Exercise objective
Wherever the word "beta" shows up in the data, report the line it sits in.

Data to use
PR #4278, opened 2022-08-19
Pin reporting mode dependency versions

legleux:
### Type of Change
Pins reporting mode's dependencies to fixed versions
- [x] Bug fix (non-breaking change which fixes an issue)

PR #4281, opened 2022-08-22
Build packages on release candidate and beta branches

legleux:

Build rippled packages on release candidate and beta branches, all pull-requests and manually to make sure the packaging is not broken.

Runs `rippled --unit-test` after.

~This build will fail as https://github.com/XRPLF/rippled/pull/4278 is required for `rippled-reporting` package builds to succeed.~ Update: #4278 has been merged and released in 1.9.4.

[Successful run](https://github.com/legleux/rippled/actions/runs/2905883005)

### Type of Change


.github/workflows/build_packages.yml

Solution to this problem
Build packages on release candidate and beta branches
Build rippled packages on release candidate and beta branches, all pull-requests and manually to make sure the packaging is not broken.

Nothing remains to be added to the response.